WHAT YOU HAVE TO DO | Scan the listing and copy each line where the word "opened" is present.

RECORD EXCERPTS |
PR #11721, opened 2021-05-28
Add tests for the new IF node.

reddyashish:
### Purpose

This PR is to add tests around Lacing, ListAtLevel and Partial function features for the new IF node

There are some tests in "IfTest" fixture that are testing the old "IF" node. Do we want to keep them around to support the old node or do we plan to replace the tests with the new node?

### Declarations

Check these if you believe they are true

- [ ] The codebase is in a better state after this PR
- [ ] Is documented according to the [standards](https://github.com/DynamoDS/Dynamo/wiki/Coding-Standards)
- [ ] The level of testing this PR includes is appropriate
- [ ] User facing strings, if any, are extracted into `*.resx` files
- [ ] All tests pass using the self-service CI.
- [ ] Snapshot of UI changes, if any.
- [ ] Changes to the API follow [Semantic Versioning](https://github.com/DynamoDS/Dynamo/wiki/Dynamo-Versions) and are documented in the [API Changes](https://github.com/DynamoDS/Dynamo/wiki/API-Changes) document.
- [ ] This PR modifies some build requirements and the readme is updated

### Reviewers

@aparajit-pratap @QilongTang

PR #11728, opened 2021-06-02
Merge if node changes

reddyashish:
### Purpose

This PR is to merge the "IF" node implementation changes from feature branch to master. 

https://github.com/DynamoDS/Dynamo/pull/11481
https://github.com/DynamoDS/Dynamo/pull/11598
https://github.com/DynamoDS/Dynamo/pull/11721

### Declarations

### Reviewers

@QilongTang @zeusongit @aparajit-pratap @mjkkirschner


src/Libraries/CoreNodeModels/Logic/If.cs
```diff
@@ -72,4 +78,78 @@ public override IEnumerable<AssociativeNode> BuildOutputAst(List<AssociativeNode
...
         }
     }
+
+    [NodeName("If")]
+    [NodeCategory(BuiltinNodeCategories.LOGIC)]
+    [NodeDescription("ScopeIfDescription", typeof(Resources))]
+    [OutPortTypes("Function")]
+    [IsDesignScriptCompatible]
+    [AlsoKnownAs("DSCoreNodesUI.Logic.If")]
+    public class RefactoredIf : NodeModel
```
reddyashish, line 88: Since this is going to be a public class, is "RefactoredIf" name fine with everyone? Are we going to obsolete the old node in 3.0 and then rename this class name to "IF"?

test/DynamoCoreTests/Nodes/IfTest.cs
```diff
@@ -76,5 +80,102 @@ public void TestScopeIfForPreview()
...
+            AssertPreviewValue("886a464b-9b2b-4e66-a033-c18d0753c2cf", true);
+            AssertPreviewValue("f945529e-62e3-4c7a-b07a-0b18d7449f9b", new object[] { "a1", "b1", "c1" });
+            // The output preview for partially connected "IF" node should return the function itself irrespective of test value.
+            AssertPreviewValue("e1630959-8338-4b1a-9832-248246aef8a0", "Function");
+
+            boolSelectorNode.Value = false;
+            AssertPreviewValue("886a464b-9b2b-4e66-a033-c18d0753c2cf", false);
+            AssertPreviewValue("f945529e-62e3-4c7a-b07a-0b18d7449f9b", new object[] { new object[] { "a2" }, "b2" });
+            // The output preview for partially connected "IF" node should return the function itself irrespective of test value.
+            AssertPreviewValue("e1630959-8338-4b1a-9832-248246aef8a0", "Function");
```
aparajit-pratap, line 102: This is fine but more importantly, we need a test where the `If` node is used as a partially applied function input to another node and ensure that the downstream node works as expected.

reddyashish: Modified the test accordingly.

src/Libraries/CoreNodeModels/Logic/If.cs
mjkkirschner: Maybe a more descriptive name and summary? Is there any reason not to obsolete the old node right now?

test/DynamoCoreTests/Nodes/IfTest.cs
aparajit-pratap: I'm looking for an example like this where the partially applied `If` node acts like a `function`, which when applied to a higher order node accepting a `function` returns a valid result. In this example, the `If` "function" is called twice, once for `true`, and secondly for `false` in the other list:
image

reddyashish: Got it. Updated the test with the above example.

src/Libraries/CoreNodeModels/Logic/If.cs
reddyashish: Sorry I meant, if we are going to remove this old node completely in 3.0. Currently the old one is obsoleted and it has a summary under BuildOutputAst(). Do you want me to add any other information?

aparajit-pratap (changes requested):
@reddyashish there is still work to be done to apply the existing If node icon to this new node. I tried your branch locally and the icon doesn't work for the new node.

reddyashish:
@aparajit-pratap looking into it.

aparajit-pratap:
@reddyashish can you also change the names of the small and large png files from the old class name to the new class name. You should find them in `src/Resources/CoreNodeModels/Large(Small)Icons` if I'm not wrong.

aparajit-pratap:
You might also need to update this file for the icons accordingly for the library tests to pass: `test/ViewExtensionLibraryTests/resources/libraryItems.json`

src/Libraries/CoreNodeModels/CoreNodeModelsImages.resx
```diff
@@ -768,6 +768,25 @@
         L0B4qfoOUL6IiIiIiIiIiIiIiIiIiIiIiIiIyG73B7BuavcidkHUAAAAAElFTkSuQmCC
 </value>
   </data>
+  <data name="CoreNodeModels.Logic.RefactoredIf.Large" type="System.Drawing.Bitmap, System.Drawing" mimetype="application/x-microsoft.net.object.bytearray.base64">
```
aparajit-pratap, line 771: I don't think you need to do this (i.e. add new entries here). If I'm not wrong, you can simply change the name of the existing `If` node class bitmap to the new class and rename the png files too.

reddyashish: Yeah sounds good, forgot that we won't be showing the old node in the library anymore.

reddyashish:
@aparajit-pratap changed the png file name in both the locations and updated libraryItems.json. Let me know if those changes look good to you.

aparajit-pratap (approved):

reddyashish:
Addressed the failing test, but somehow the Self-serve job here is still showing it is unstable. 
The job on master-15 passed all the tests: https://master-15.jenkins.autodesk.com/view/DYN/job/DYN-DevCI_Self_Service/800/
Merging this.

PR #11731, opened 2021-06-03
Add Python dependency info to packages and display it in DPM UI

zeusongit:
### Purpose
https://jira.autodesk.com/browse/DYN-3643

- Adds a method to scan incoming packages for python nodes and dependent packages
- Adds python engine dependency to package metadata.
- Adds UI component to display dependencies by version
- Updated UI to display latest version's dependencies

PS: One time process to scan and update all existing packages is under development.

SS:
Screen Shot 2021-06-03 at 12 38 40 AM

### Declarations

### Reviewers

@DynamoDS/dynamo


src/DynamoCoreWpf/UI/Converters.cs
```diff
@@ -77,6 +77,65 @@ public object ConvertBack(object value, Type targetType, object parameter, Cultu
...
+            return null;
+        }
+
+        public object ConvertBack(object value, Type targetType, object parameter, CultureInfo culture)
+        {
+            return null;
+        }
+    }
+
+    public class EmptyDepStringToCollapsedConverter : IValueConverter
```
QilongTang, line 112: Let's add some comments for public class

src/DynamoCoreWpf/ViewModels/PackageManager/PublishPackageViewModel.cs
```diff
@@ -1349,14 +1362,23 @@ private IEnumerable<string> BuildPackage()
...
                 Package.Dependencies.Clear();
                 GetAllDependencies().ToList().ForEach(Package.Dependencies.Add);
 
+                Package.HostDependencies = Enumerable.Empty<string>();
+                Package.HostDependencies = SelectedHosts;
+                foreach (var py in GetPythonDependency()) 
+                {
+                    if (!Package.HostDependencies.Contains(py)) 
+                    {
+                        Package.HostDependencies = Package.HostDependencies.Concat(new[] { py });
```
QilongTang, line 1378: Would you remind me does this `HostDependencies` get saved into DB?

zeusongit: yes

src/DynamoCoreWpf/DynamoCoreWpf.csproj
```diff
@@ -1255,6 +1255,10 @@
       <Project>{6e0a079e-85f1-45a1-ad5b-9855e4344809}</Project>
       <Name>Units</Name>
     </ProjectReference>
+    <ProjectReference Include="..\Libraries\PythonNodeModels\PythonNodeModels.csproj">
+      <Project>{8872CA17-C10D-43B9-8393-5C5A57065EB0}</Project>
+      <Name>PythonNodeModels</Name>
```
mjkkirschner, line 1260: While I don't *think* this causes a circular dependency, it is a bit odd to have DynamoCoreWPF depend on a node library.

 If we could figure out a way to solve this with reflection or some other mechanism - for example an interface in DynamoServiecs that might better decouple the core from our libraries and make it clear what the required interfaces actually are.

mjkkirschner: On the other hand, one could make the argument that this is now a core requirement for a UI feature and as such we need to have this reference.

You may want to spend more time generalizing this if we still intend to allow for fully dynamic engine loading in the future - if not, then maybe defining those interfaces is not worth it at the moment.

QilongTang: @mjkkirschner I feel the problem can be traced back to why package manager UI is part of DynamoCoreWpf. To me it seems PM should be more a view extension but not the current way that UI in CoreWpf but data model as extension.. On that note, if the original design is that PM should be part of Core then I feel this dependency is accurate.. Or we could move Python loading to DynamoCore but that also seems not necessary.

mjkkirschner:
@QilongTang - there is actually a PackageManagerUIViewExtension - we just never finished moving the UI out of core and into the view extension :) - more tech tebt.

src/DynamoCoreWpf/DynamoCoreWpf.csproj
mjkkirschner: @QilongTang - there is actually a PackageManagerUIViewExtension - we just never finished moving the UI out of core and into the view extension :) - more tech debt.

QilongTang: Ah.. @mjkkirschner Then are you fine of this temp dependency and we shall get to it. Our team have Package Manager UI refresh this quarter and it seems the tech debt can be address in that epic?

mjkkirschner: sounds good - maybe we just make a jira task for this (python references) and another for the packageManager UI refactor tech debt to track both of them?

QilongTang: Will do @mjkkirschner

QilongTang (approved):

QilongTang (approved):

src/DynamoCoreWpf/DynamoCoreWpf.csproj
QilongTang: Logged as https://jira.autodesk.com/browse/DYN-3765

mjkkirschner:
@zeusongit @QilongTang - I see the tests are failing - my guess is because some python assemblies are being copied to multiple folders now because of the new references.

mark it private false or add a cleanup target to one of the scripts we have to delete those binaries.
==
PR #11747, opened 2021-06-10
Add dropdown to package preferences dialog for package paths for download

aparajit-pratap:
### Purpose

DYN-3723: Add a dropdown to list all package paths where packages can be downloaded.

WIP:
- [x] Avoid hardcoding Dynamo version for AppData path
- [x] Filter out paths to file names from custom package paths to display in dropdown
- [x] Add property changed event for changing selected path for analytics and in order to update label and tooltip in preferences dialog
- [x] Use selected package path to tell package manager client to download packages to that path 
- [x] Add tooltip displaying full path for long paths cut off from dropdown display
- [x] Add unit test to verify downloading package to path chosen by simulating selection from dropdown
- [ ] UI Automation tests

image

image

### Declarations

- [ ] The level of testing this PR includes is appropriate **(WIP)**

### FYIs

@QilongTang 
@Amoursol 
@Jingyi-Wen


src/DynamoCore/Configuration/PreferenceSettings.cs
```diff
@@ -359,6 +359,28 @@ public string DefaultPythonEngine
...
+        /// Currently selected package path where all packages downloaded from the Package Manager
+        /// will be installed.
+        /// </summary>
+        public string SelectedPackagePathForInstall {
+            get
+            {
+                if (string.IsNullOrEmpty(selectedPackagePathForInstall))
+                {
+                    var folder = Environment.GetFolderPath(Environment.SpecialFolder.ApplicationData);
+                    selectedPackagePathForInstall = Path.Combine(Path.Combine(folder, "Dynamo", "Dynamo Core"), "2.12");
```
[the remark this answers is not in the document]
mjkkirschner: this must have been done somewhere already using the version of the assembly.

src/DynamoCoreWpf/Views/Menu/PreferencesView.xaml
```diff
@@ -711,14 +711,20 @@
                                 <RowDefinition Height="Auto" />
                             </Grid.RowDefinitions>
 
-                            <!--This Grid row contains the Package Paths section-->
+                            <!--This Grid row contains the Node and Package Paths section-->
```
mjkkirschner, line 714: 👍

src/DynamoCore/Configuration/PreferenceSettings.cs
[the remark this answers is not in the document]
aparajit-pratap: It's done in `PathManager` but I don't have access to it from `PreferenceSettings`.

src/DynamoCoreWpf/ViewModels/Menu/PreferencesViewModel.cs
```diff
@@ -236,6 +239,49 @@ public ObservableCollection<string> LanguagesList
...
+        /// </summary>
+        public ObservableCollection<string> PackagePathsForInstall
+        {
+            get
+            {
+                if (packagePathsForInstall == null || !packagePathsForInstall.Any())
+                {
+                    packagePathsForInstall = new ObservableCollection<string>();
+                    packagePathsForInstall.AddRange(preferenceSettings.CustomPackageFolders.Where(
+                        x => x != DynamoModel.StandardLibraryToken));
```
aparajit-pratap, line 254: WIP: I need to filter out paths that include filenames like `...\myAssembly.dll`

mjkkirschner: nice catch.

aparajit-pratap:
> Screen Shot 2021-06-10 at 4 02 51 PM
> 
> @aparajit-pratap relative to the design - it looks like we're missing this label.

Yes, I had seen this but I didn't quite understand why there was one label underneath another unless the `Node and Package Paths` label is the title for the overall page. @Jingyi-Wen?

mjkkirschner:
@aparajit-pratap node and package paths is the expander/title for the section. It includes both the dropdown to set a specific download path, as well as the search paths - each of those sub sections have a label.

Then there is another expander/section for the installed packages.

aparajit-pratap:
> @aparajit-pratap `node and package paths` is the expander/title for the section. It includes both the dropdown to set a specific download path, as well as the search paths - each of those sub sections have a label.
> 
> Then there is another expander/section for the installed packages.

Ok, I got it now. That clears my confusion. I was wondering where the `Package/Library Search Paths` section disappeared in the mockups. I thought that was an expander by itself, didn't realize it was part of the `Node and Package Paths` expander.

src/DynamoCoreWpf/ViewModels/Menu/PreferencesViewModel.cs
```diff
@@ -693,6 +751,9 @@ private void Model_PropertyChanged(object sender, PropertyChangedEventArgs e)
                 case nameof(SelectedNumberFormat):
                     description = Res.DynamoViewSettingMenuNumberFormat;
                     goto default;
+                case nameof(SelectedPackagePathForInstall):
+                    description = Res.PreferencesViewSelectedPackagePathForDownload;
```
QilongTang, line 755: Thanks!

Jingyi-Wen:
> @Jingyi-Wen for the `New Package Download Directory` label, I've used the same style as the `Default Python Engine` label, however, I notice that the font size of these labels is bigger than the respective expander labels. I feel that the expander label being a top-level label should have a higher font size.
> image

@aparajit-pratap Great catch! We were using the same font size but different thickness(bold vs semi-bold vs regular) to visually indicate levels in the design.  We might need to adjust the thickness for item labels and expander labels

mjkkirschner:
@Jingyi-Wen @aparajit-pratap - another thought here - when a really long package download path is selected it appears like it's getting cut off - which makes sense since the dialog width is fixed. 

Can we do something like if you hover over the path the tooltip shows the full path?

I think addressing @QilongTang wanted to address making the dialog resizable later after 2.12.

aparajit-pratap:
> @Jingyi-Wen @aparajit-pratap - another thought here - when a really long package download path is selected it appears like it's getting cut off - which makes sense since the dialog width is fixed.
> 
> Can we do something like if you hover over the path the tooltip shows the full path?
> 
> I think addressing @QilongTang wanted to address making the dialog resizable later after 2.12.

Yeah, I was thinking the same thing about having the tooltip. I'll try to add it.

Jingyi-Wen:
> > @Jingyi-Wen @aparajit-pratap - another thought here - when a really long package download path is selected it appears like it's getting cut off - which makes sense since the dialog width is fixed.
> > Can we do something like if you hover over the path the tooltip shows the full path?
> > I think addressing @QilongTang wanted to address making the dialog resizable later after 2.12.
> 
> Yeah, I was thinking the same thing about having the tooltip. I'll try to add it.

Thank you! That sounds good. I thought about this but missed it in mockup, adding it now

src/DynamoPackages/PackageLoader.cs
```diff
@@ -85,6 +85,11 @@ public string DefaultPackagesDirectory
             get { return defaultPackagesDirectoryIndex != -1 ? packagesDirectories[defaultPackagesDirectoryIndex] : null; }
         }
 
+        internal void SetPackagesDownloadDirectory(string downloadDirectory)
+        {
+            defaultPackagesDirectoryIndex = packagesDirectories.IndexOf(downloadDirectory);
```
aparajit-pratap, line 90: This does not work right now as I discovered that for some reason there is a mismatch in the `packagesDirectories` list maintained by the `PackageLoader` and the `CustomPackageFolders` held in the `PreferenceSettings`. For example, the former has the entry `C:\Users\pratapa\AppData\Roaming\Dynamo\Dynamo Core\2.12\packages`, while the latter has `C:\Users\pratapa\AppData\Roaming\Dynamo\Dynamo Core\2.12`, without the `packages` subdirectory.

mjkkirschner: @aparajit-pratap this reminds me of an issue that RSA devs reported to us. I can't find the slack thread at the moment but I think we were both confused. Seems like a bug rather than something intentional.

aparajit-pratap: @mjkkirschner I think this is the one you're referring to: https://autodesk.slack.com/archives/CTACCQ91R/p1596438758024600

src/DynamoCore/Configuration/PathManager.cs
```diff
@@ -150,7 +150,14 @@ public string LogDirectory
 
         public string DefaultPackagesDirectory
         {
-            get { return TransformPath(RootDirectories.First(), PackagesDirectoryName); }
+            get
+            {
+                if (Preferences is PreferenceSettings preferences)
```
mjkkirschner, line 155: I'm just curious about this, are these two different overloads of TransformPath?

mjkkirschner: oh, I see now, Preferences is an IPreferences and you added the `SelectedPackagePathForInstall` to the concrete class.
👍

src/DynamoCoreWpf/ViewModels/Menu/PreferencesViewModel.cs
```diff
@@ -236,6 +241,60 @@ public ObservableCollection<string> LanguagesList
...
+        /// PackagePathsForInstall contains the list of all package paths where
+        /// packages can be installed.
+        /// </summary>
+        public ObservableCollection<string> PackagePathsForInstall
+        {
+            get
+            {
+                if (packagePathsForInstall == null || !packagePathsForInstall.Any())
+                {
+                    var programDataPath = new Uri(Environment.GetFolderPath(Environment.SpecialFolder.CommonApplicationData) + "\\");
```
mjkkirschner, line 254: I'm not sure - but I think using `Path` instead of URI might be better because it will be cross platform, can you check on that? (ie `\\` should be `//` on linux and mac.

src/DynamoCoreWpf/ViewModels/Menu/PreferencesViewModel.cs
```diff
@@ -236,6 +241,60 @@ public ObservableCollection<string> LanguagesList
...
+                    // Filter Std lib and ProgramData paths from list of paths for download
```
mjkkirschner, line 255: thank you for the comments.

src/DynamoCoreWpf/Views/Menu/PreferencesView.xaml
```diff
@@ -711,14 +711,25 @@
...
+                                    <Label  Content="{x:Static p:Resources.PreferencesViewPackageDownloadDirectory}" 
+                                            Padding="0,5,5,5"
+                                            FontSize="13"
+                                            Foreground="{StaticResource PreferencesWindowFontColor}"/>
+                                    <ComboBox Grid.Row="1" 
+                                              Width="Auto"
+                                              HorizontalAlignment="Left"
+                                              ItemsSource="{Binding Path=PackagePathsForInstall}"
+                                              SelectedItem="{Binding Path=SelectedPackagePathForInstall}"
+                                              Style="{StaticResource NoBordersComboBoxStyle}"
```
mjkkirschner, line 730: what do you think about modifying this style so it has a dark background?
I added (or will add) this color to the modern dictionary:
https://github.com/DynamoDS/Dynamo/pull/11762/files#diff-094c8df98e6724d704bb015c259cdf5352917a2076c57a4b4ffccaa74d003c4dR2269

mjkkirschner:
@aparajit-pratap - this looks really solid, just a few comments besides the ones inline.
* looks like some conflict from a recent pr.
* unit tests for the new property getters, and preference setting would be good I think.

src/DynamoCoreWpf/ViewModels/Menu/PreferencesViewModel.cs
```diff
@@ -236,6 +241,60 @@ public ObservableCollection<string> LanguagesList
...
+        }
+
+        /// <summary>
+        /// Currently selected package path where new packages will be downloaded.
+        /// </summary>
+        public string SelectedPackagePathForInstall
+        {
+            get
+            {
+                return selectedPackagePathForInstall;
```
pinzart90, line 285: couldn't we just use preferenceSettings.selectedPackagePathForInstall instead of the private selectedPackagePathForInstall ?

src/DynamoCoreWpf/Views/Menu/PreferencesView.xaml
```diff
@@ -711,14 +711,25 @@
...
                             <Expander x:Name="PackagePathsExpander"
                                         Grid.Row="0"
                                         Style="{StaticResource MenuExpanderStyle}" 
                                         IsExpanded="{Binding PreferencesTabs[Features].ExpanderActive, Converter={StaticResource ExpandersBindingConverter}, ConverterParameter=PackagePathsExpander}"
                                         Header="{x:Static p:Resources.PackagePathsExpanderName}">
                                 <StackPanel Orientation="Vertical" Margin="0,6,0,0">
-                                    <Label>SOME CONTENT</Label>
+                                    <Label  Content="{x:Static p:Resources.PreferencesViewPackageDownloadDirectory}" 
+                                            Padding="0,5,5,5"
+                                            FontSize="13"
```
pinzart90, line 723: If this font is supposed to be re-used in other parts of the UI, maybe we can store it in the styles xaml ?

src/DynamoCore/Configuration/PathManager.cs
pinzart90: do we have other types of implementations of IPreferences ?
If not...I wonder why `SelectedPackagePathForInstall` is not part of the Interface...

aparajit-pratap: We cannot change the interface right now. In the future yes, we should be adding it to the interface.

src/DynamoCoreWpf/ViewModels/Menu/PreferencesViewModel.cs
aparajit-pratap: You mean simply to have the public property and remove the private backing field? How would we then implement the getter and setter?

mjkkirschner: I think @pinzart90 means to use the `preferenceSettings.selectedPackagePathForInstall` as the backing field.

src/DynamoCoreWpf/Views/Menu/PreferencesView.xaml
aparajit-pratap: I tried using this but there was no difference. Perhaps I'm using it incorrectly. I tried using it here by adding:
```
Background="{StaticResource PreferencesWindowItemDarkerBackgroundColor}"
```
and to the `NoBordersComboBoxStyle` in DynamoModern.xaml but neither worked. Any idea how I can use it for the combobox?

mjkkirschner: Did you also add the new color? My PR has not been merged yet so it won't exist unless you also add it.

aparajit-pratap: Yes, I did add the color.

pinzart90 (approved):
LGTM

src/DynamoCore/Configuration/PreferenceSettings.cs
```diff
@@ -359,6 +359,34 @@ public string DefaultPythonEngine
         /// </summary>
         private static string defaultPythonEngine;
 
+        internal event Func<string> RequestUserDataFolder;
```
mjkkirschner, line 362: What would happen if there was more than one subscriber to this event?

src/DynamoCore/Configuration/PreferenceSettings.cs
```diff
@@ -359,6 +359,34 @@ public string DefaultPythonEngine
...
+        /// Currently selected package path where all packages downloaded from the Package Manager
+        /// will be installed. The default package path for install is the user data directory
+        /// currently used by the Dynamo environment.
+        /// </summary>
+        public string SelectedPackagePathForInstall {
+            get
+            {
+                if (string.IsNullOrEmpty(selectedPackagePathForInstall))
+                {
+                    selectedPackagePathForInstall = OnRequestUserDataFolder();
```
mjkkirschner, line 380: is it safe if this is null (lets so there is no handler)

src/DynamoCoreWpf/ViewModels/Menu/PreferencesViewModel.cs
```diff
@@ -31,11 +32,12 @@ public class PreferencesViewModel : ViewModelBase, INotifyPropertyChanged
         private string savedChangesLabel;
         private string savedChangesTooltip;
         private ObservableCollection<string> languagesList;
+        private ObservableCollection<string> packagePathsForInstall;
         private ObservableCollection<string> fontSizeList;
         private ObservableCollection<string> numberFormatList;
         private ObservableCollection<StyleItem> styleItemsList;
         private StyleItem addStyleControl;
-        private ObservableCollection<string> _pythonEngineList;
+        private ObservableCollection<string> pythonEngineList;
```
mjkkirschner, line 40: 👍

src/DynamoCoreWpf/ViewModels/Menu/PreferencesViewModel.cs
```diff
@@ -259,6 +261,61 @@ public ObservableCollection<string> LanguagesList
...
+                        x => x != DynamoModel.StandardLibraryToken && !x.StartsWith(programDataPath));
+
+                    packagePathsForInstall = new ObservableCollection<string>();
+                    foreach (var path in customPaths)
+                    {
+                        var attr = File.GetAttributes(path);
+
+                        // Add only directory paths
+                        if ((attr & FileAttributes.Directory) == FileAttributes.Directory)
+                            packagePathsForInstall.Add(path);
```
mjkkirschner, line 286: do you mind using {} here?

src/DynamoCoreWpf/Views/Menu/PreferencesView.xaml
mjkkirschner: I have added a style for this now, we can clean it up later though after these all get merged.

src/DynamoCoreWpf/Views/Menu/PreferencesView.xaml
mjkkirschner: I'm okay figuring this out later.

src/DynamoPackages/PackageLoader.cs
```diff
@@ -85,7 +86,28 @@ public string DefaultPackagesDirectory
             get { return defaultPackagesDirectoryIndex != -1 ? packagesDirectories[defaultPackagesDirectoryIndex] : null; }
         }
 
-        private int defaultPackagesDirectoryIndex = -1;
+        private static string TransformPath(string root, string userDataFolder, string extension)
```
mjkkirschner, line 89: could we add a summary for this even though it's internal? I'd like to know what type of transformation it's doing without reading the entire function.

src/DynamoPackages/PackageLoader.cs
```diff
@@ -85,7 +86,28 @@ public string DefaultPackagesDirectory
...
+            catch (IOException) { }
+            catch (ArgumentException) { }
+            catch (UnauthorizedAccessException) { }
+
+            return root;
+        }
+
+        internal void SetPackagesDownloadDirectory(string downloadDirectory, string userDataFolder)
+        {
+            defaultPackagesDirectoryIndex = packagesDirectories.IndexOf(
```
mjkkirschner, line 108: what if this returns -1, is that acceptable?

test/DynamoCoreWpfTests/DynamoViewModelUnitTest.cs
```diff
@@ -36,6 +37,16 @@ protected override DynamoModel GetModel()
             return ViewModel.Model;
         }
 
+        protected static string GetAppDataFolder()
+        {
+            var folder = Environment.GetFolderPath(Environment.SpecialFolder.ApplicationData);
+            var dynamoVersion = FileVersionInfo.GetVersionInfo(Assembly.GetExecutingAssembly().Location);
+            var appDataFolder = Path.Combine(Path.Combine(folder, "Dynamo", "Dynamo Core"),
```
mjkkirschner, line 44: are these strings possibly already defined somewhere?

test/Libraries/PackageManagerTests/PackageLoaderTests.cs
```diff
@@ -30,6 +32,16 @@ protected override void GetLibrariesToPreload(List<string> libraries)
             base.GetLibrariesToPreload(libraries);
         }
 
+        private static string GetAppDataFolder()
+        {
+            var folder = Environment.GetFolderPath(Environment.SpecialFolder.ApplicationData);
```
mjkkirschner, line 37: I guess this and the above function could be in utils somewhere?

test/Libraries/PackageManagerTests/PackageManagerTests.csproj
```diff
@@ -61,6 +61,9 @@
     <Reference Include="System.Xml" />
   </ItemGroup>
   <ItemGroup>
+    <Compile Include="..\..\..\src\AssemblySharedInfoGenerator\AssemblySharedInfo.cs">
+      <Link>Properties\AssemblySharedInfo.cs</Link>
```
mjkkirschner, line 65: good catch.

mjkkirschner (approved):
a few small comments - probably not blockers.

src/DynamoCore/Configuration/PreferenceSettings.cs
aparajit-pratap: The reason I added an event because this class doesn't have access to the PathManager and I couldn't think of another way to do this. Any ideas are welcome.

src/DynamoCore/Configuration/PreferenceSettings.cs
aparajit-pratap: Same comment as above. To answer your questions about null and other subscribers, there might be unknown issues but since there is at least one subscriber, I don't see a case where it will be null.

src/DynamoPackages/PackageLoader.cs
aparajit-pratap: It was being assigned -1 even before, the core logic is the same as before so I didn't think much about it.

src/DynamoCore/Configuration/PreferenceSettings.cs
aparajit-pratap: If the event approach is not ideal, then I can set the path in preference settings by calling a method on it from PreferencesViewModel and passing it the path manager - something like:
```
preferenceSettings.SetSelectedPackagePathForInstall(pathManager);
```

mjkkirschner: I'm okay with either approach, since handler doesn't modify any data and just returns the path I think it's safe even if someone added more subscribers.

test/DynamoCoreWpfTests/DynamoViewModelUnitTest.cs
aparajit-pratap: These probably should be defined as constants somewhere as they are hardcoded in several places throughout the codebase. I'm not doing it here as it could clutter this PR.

RESPONSE TO THE EXERCISE |
PR #11721, opened 2021-05-28
PR #11728, opened 2021-06-02
PR #11731, opened 2021-06-03
PR #11747, opened 2021-06-10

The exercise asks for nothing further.